@Ilvareth Es ist auch wichtig, dass ich mit dieser Gruppe von Fehldiagnostizierten einen eher kleinen Menschenkreis beschreibe, auch wenn ich als Außenstehender keine konkrete Prozentzahl angeben könnte, obwohl ich sie auf höchstens einstellig schätze.
Davon abgesehen ist es eine gute Sache, dass das Thema heute viel freier besprochen und von Ärzten zunehmend ernster genommen wird. Ich habe mit Menschen gesprochen, die ihre Transsexualität sogar mehrere Jahrzehnte in sich vergraben haben und teilweise auch verstecken mussten. Konkret erinnere ich mich an einen Herrn, dem man in den 70er Jahren nahelegte, sich in eine geschlossene Anstalt einweisen zu lassen. Dann erinnere ich mich auch noch an diverse Bücher über den Zustand in den USA in diesen Jahrzehnten, als man ähnlich wie Homosexuelle in vielen Gegenden seines Lebens nicht mehr sicher war.
Das hat sich mittlerweile sehr stark gewandelt, wie wir ja erleben.
Gleichzeitig erleben wir dadurch aber auch die ersten Generationen, die in einer Welt aufwachsen, in der diese Thematik öffentlich besprochen wird und die Informationen frei zugänglich sind. Dadurch haben wir erstmals auch Fälle von Kindern unter 10 Jahren, die den Wunsch einer Geschlechtsanpassung äußern. Wie man das einschätzt ist eine Sache, aber grundsätzlich ist das erst einmal einfach etwas Neues, was wir so publik im letzten Jahrhundert nicht erlebt oder zumindest nicht mitbekommen haben. Da muss sich erst einmal ausloten, wie wir, Eltern und Ärzte darauf reagieren oder eingehen.

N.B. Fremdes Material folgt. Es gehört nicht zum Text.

PR #675, opened 2020-03-22
fix: prevent initial flickering in browsers

jaulz:
I noticed that animated `View`s initially flicker because there is a minimal delay between when the element is rendered and when the animated styles are applied. This fix uses the current values of the animated styles for the initial rendering and thus avoids flickering.

### DIFF
--- a/src/core/AnimatedClock.js
+++ b/src/core/AnimatedClock.js
@@ -6,7 +6,7 @@ class AnimatedMainClock extends InternalAnimatedValue {
   _frameCallback;
 
   constructor() {
-    super();
+    super(Date.now());
   }
 
   __onEvaluate() {
--- a/src/core/AnimatedClock.js
+++ b/src/core/AnimatedClock.js
@@ -6,11 +6,11 @@ class AnimatedMainClock extends InternalAnimatedValue {
   _frameCallback;
 
   constructor() {
-    super({ type: 'MAIN_CLOCK' });
+    super(Date.now());
   }
 
   __onEvaluate() {
-    return +new Date();
+    return Date.now();
   }
 
   _runFrame = () => {
--- a/src/core/AnimatedClock.js
+++ b/src/core/AnimatedClock.js
@@ -6,7 +6,7 @@ class AnimatedMainClock extends InternalAnimatedValue {
   _frameCallback;
 
   constructor() {
-    super(Date.now());
+    super();
   }
 
   __onEvaluate() {
--- a/src/createAnimatedComponent.js
+++ b/src/createAnimatedComponent.js
@@ -191,10 +191,12 @@ export default function createAnimatedComponent(Component) {
       if (c !== this._component) {
         this._component = c;
 
-        // Set initial animated styles to prevent minimal flickering
-        if (this._component && this._component.setNativeProps) {
+        // Set initial animated styles to prevent minimal flickering in browsers
+        if (Platform.OS === 'web' && this._component && this._component.setNativeProps) {
+          const initialStyle = this._getInitialStyle(StyleSheet.flatten(this.props.style))
+
           this._component.setNativeProps({
-            style: this._getInitialStyle(StyleSheet.flatten(this.props.style))
+            style: initialStyle,
           });
         }
       }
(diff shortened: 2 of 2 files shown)


jaulz:
I added a semaphore that is set to `true` as long as no animated node is attached and that indicates if also animated styles should be applied during rendering.

jfrolich:
Very nice, however I get an error "Field sizes are different" when I try out this PR.

jaulz:
@jfrolich unfortunately, I cannot reproduce your issue. Could you please create a repository to reproduce it or maybe even debug on your side? Though, I also have to admit that I was not yet able to run it on a device (something is wrong with the project setup and I need to dive deeper into it). However, in the browser it should work without flickering.

jaulz:
@jfrolich could you check my latest commit? I think previously only `AnimatedValue`s were handled but conditions etc. were ignored.

jfrolich:
Still the same result
image

jfrolich:
It looks like it crashes on interpolations, normal evaluations work well. If I call `__getValue()` on an `AnimatedNode` even if I don't include it in the style but just log it to the console it gives this error later on. Same if I call `onEvaluate`.

image

jaulz:
Hm, unfortunately, I'm not too familiar with the internals of this library. @kmagiera @osdnk could you maybe give a quick feedback what could go wrong here?

jfrolich:
I think it `__getValue` doesn't work initially on other node types than AnimatedValue. So if you add this check `value.__nodeConfig.type === "value"` in `_filterAnimatedStyle` then it doesn't crash anymore.

jaulz:
@jfrolich I think something collided between React render phase and setting native props. Could you please check my recent commit? Basically, now we just set the native props immediately as soon as we have access to the component und thus we do not interfere with the render phase.

jfrolich:
Hi, it doesn't work on other node types than a vanilla AnimatedValue (try an interpolation and it raises an error).

jaulz:
@jfrolich it seems the main clock has a wrong constructor parameter which is resolved to NaN when it is passed to the bridge:
https://github.com/software-mansion/react-native-reanimated/blob/66c0e08791d9ce577c579e84f09a0f60d1e2db28/src/core/AnimatedClock.js#L9

Though this fixes the red error screen I see some flickering afterwards on native devices. In browser though, the initial flickering is fixed and it still works as expected. I tried to dive deeper but could not find the root cause. Thus I added a platform check here:
https://github.com/software-mansion/react-native-reanimated/pull/675/files#diff-3be87c4c6b24297654a7e0b2990508f2R195

jfrolich:
Did you try interpolated values, and values resulting from nodes like `cond`?

jaulz:
Yes, I did.

jfrolich:
Ok so probably that only works on Web, to make it work on native you have to check for `instanceof AnimatedValue` and then it works. You also have to make sure that you don't return `{}` so check if the object is empty and return undefined if so. Also filter arrays for undefined values and then it should work. Only it doesn't work for interpolated values. I managed it to get it to work by manually setting an `__Custom_InitialValue` property on the node and checking or that to fix some of my UI.

jaulz:
Even interpolated values work for me natively but as I said it causes some flickering afterwards as it seems that the values are set back and forth.

jfrolich:
> Even interpolated values work for me natively but as I said it causes some flickering afterwards as it seems that the values are set back and forth.

Did you also try different reanimated operators. I don't really know where the point of failure is but it definitely raises in more complex scenarios.

jaulz:
I tested it in an app that uses `react-navigation` so I would say it also contains some more complex scenarios.

jfrolich:
> I tested it in an app that uses `react-navigation` so I would say it also contains some more complex scenarios.

It works right now because it asserts the 'web' platform. Once you remove it it will fail on native.

jaulz:
Did you also apply the patch to the clock?

jakub-gonet:
Hi @jaulz,

could you provide some small example I can test it on?

jakub-gonet:
Also, check if #1027 don't fix that by any chance.

jakub-gonet:
Closing until the author responds.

Um noch einmal auf die Aufmerksamkeit zu sprechen zu kommen, so ist das, was ich damit meine, aber viel subtiler als ich es zum Ausdruck bringen kann.
Für pure Aufmerksamkeit gibt es ja eine ganze Palette von Möglichkeiten, und auch nicht erst seit gestern, die um das Thema Sexualität nur minimal ergänzt wurde. Ich denke da etwa aus persönlicher Erfahrung an die Gothic-, Emo-Szene oder auch die Punk-Szene, um nur einige zu nennen und wie die allermeisten meiner Jugendfreunde irgendwann einmal in einer der drei Szenen etabliert waren und dem aber auch wieder entwachsen sind. Diese Phasen des Ausprobierens gibt es heute sicher noch genauso.
Im Hinblick auf die Geschlechtsidentität gibt es so eine "Szene" zumindest im englisch sprachigen Raum wohl auch, auch wenn sie viel viel kleiner dimensioniert ist. Auswüchse der Plattform tumblr auf denen sich Jugendliche z.B. als "genderfluid" oder "demiboy/-girl" bezeichnen und erfundene Geschlechtsidentitäten und psychische Störungen andichten als würden sie Pokemon sammeln, um irgendwie individuell zu wirken. In diesem Kreis gibt es auch das Attribut "trans", was aber nicht mit tatsächlicher Transsexualität gleichbedeutend ist. Da reden wir aber von einer absoluten Nische und einer sehr kleinen Zahl von Personen und schlicht pubertären Verhalten. An sich im Rahmen.
Darauf wollte ich ursprünglich aber nicht hinaus. Im Hinblick auf die Diagnostik ist wohl einfach mit der steigenden Erfahrung ein kleiner Anteil beobachtbar, der fälschlicherweise zum Schluss der Transsexualität kommt. Sei es aus mangelnder Beachtung im elterlichen Haushalt, irgendwelche Mutter- oder Vaterprobleme, vielleicht Fehlinterpretation des eigenen Crossdress oder Travestie Fetisch.
Aus Sicht der Psychologen und Ärzte, die ja nachher einer Vornamensänderung oder der Hormontherapie zustimmen müssen, sind das wohl einfach Dinge, auf die bei der Diagnostik geachtet werden muss.
Um einen Schluss zu finden. Das Thema Fehldiagnosen wollten ich nicht unnötig aufblähen, aber es ist eben ein Aspekt mit dem sich auch die Verantwortlichen auseinandersetzen müssen. Diverse Tests und Fragebögen, die ich selbst damals ausfüllen musste, sieben schon ganz ordentlich und die Erfahrung der Beteiligten steigt ja auch mit jedem Jahr und jedem Einzelfall.
Die Rolle der Aufmerksamkeit sehe ich im Raum der Diagnostik insgesamt aber genauso minimal wie diese Nischen, die sich pubertierende Jugendliche im Netz gebaut haben.
Aber ich bin gespannt wie sich das in Zukunft weiterentwickeln wird.